Economic experts had warned that tariff increases of up to 20 percent could disrupt trade routes. The Kiel Institute for the World Economy calculated that such an increase would prevent $3.8 billion worth of electric vehicles from China from entering Europe.
But other experts point out that Chinese manufacturers’ cost advantage over older European automakers in making components such as electronic modules and battery cells means Europe would need to impose duties of at least 50 percent to be effective. .
Even if European automakers were able to fill the gap, a decline in the number of Chinese models would raise the overall price of electric vehicles, given higher labor and production costs, the institute said.
“It is by no means a foregone conclusion that European carmakers will fill the gap,” said Julian Hinz, a trade researcher at the institute. Another threat to European manufacturers, he said, is the reality that Chinese manufacturers already have plans to expand production in Europe.
BYD, China’s leading carmaker, has set its sights on becoming a leading electric vehicle maker in Europe by 2030. Late last year, it named Hungary as the country where it plans to build its factory first assembly in the European Union. The company said it was considering setting up a second factory elsewhere in Europe.
Chery, another Chinese manufacturer, announced last month that it would open a plant near Barcelona, ​​Spain, as part of a joint venture with Spain’s EV Motors.
Other European countries are also keen for Chinese automakers to move to their home turf, with the idea that they would create jobs and strengthen domestic supply chains.
President Emmanuel Macron of France has made a concerted effort to attract more battery production, including from Chinese companies, to a northern region where factory jobs have been declining. Bruno Le Maire, France’s finance minister, went even further, stating that the Chinese auto industry is “very welcome in France”.

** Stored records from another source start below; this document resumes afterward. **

PR #780, opened 2021-08-18
Don't use a reactive declarations to handle updating the URL

wlach:
It's unreliable during page navigation and often causes us to persist
unwanted state and weird bugs. The basic problem is that navigation
(and the subsequent updating of page state) can trigger a reactive
statement inside a component we're navigating *away* from.

Instead, let's explicitly make a call to update the page state when we need
to, which will also update the URL. It's a little less elegant
but at least it seems to work.

### DIFF
--- a/src/components/ItemList.svelte
+++ b/src/components/ItemList.svelte
@@ -10,7 +10,7 @@
 
   import { filterItems } from "../state/filter";
   import { isExpired } from "../state/metrics";
-  import { pageState, updatePageState } from "../state/stores";
+  import { pageState, updateURLState } from "../state/stores";
 
   let DEFAULT_ITEMS_PER_PAGE = 20;
 
@@ -23,18 +23,22 @@
   let filteredItems = items.filter((item) => !isExpired(item.expires));
   let pagedItems;
   let paginated = true;
+  let search;
+  let showExpired;
   let topElement;
   let scrollY;
+
+  $: {
+    showExpired =
+      $pageState.showExpired === undefined ? true : $pageState.showExpired;
+    search = $pageState.search || "";
+  }
 
   // update pagedItems when either pagination changes or search text changes
   // (above)
   $: {
     // filter items by search terms and expiry state
-    filteredItems = filterItems(
-      items,
-      $pageState.search || "",
-      $pageState.showExpired
-    );
+    filteredItems = filterItems(items, search, showExpired);
 
     // update pagination
     const currentPage = $pageState.page || 1;
@@ -47,10 +51,10 @@
   }
 
   const updateSearch = (origin, type = undefined) => {
-    updatePageState(
+    updateURLState(
       type
-        ? { ...$pageState, search: origin, page: 1, itemType: type }
-        : { ...$pageState, search: origin, page: 1 },
+        ? { search: origin, page: 1, itemType: type }
+        : { search: origin, page: 1 },
       true
     );
     // reset scroll position if we've scrolled down
@@ -71,7 +75,15 @@
     {#if itemType === "metrics"}
       <span class="expire-checkbox">
         <label>
-          <input type="checkbox" bind:checked={$pageState.showExpired} />
+          <input
+            type="checkbox"
+            bind:checked={showExpired}
+            on:change={() => {
+              // the binding changes *after* this callback is called, so use
+              // the inverse value
+              updateURLState({ showExpired: !showExpired });
+            }}
+          />
           Show expired metrics
         </label>
         <label>
--- a/src/components/ItemList.svelte
+++ b/src/components/ItemList.svelte
@@ -10,7 +10,7 @@
 
   import { filterItems } from "../state/filter";
   import { isExpired } from "../state/metrics";
-  import { pageState, updateURLState } from "../state/stores";
+  import { pageState, updatePageState } from "../state/stores";
 
   let DEFAULT_ITEMS_PER_PAGE = 20;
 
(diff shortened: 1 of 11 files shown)


wlach:
Example test case:

* Go to https://dictionary.telemetry.mozilla.org
* Click on Firefox for Android
* Search for Architecture, select it
* Select addresses-sync ping from "send in pings"

This hangs for me on Firefox, with this error message:

image

src/state/stores.js
```diff
@@ -1,21 +1,27 @@
...
-  const simplifiedState = mapValues(
-    pickBy(get(pageState), (v) => (typeof v !== "string" && v) || v.length > 0),
+// updates page state and synchronizes with the url
+export const updatePageState = (newState, push = false) => {
+  const mergedState = mapValues(
+    pickBy(
+      { ...get(pageState), ...newState },
+      (v) =>
+        (typeof v !== "string" && v) ||
+        (v && ((v.length > 0 && v !== "page") || v !== "1"))
```
Iinh, line 15: Maybe you've already explained this to me before (sorry!), but why do we need these conditions here, especially this part `(v && ((v.length > 0 && v !== "page") || v !== "1"))`?

src/components/ItemList.svelte
```diff
@@ -47,11 +47,13 @@
...
-    $pageState = type
-      ? { ...$pageState, search: origin, page: 1, itemType: type }
-      : { ...$pageState, search: origin, page: 1 };
+    updatePageState(
+      type
+        ? { ...$pageState, search: origin, page: 1, itemType: type }
+        : { ...$pageState, search: origin, page: 1 },
+      true
+    );
     // when the user clicks on an origin (library name), we want to persist a new state
```
Iinh, line 56: I think we can remove this comment now.

Iinh (approved):

src/state/stores.js
wlach: The page thing was a silly experiment of mine to reduce the length of the URLs (there's no need to include it the URL if page=1), but we should do that in a more principled way (and not as part of this PR). I'll take it out!

wlach:
I noticed some bugs in my earlier implementation while fixing the review comments. In particular, the back button didn't always work as expected. These changes are probably big enough that they merit another round of review. Sorry for the noise! Most of the changes are in https://github.com/mozilla/glean-dictionary/pull/780/commits/4a9334fd2378397755145ccc1f6c266a66ec1262 so you can just focus on that.

src/pages/AppList.svelte
```diff
@@ -12,11 +12,6 @@
 
   const URL = "data/apps.json";
 
-  $pageState = {
-    search: "",
-    ...$pageState,
-  };
-
```
Iinh, line 19: Looking at this again I don't think this should be removed, at least the resetting search part. I think it makes sense to keep resetting search state in this component: expected behavior is empty search whenever we click on the homepage right?

src/state/stores.js
```diff
@@ -1,21 +1,36 @@
...
+// before updating the store
+const setPageState = (newState) => {
+  pageState.set(mapValues(
+    pickBy(
+      { ...get(pageState), ...newState },
+      (v) => (typeof v !== "string" && v) || v.length > 0
+    ),
     (v) => (typeof v === "boolean" ? +v : v)
   );
+};
```
Iinh, line 18: Looks like we're missing a `)` here.

src/state/stores.js
```diff
@@ -1,21 +1,36 @@
...
+
+// replaces the existing page state
+export const replacePageState = (newState) => {
+  setPageState(newState);
+};
```
Iinh, line 23: I'm probably missing something but why do we need to create a new function here instead of just using `setPageState()` for `App.svelte`?

Iinh (changes requested):

src/pages/AppList.svelte
wlach: Not necessarily. If there is a search in the URL (e.g. `?search=android`) we want to bring that into the component. That's the purpose of the `replaceState` function I just added: make sure that *only* the URL parameters find their way into the component.

src/state/stores.js
wlach: You're right, I'll change this up.

src/state/stores.js
wlach: Also we shouldn't be doing the state simplification there! 🤦

wlach:
Found some more issues, working on them.

src/pages/AppList.svelte
Iinh: You're right. I was thinking if a user searches for something in the search bar in AppDetail and then clicks on home page, that search state will carry over to AppList which I'm not sure looks right. How should we handle that?

wlach: In the last two revisions, we synchronize pageState with the URL when navigating here:

https://github.com/mozilla/glean-dictionary/pull/780/files#diff-d68daa8b73cec8e4419759802bbd91e9f87f8ee02f25cdb1d12582ef6de848dbR63

This seems to take care of the problem.

wlach:
Ok, I think this is really working now. The model here is more complex than I'd like-- I think we could probably simplify this a lot by moving to SvelteKit (I'd probably also change the stores to context). I don't think page.js is really designed to be used in reactive application like this, so everything is kind of overly complex.

Iinh:
This looks good, the only issue left is `showExpired` state doesn't persist correctly. For example: https://deploy-preview-780--glean-dictionary-dev.netlify.app/apps/fenix?page=1&showExpired=0 

That link has showExpired=0, but it isn't reflected in the checkbox. But looks like the production site doesn't refresh showExpired state correctly either so the issue might not be related to this PR.

wlach:
> This looks good, the only issue left is `showExpired` state doesn't persist correctly. For example: https://deploy-preview-780--glean-dictionary-dev.netlify.app/apps/fenix?page=1&showExpired=0
> 
> That link has showExpired=0, but it isn't reflected in the checkbox. But looks like the production site doesn't refresh showExpired state correctly either so the issue might not be related to this PR.

Oh good catch! That's easily fixable but let's do that in a followup.

Iinh (approved):

PR #788, opened 2021-08-24
Restore boolean (and numeric) properties stored in URL state

wlach:
We were processing them as strings, which meant they weren't being
incorporated as page state correctly. Follow up for:
https://github.com/mozilla/glean-dictionary/pull/780

### DIFF
--- a/src/App.svelte
+++ b/src/App.svelte
@@ -60,7 +60,7 @@
 
   function setComponent(c) {
     return function setComponentInner(ctx) {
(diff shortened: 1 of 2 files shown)


Iinh (approved):

Iinh:
We probably can also change the below to just `currentPage = $pageState.page || 1;` with this change.
https://github.com/mozilla/glean-dictionary/blob/681ae2b2d3b6f602cefbbbec1206353666d9961c/src/components/Pagination.svelte#L56

PR #789, opened 2021-08-24
Improve documentation and help in table view page (fixes #787)

### LINKED ISSUE #787: Provide sample queries on table page
On a BQ table page, we list "live data" and "stable view", each with a table/view qualified at the namespace level. Users may be lacking context for what these terms mean, so we should provide an info field that links to the "table layout and naming" section of DTMO (https://docs.telemetry.mozilla.org/cookbooks/bigquery/querying.html#table-layout-and-naming) and provide some immediate message about how the live tables are generally not considered user-facing and should usually only be used for debugging purposes tracking new telemetry.

Additionally, we could provide sample queries to provide more complete guidance about how to start investing these views and encouraging efficient use of partitioning, clustering, and limiting. For stable views, the example could be:

```
SELECT
  *
FROM
  mozdata.org_mozilla_firefox.events  # We'd inject the view name here
WHERE
  DATE(submission_timestamp) = (CURRENT_DATE() - 1)
LIMIT
  10
```

That codifies the pattern of looking at just the most recent day, limiting to just a few records, and fully qualifying the name with the `mozdata` project (so that this example should work regardless of which project it's launched from).

A live example could be:

```
SELECT
  *
FROM
  `moz-fx-data-shared-prod.org_mozilla_firefox_live.events_v1`
WHERE
  submission_timestamp > (CURRENT_TIMESTAMP() - INTERVAL 1 HOUR)
LIMIT
  10
```

Here, we pick just the most recent hour of data (since live tables are clustered on submission_timestamp) and again have a limit. Also note that we fully qualify with `moz-fx-data-shared-prod` which is necessary since we do not automatically publish views for live data in the `mozdata` project.

It's not entirely clear to me how it would be best to present example queries. It may be ideal to have these as some sort of expandable item alongside the "live data" and "stable view" listings.

wlach:


src/pages/TableDetail.svelte
```diff
@@ -19,22 +20,49 @@
...
+      <td>
+        <a href={table.bq_definition}>
+          {table.bq_definition.split("/").slice(-1)}
+        </a>
+      </td>
     </tr>
   </table>
+  <p>
+    To access BigQuery data directly, you need to write queries using SQL. For
+    more information on how to do this, see <a
```
wlach, line 59: I struggled to find a friendlier way of writing this, but came up blank today.

src/pages/TableDetail.svelte
```diff
@@ -19,22 +20,49 @@
...
+          link={"https://docs.telemetry.mozilla.org/cookbooks/bigquery/querying.html#table-layout-and-naming"}
+        />
+      </td>
       <td><code>{table.live_table}</code></td>
     </tr>
     <tr>
-      <td>Stable View</td>
-      <td><code>{table.stable_table}</code></td>
+      <td
+        >Schema
```
wlach, line 44: This seems less interesting to most people than the live/stable table information, so I moved it to the bottom.

src/pages/TableDetail.svelte
```diff
@@ -19,22 +20,49 @@
     <col />
     <col />
     <tr>
-      <td>BigQuery Definition</td>
-      <td>
-        <a href={table.bq_definition}>
-          {table.bq_definition.split("/").slice(-1)}
-        </a>
+      <td
+        >Stable
```
wlach, line 24: I took out "Data" here because it seemed redundant.

jklukas (approved):
r+wc

Thanks for quickly adding these! It'll be fun to test them out.

src/pages/TableDetail.svelte
```diff
@@ -19,22 +20,56 @@
...
     <col />
     <tr>
-      <td>BigQuery Definition</td>
       <td>
-        <a href={table.bq_definition}>
-          {table.bq_definition.split("/").slice(-1)}
-        </a>
+        Stable
+        <HelpHoverable
+          content={"BigQuery table containing stable ping data, rolled up once per day with additional deduplication applied as well as partitioning by sample id. Use this table for most analysis."}
```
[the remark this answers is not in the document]
wlach: Touche! Not sure how I managed to swap "partitioned" for "clustered" in my head.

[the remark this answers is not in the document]
jklukas: > Not sure how I managed to swap "partitioned" for "clustered" in my head.

Partioning/sorting/clustering mean a wide variety of related things in different data technologies, so confusion is to be expected.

Given the prospect of Chinese firms expanding in their own backyard, many European automakers say they are more concerned about increasing their own competition than tariffs.
Volkswagen, which has several manufacturing and research sites in China, said it was concerned about the tariffs, which the company sees as harmful, especially when demand for electric cars in Europe is falling.
“Increasing EU import tariffs could trigger a fatal dynamic of measures and countermeasures and result in an escalation of trade conflicts,” the company said Wednesday in a statement. “We assume that the negative effects of the decision will outweigh any positive aspects.”
The tariffs are expected to take effect early next month. The affected companies and the Chinese government will then have several days to assess. The commission will then have until November before the final five-year tariffs come into force.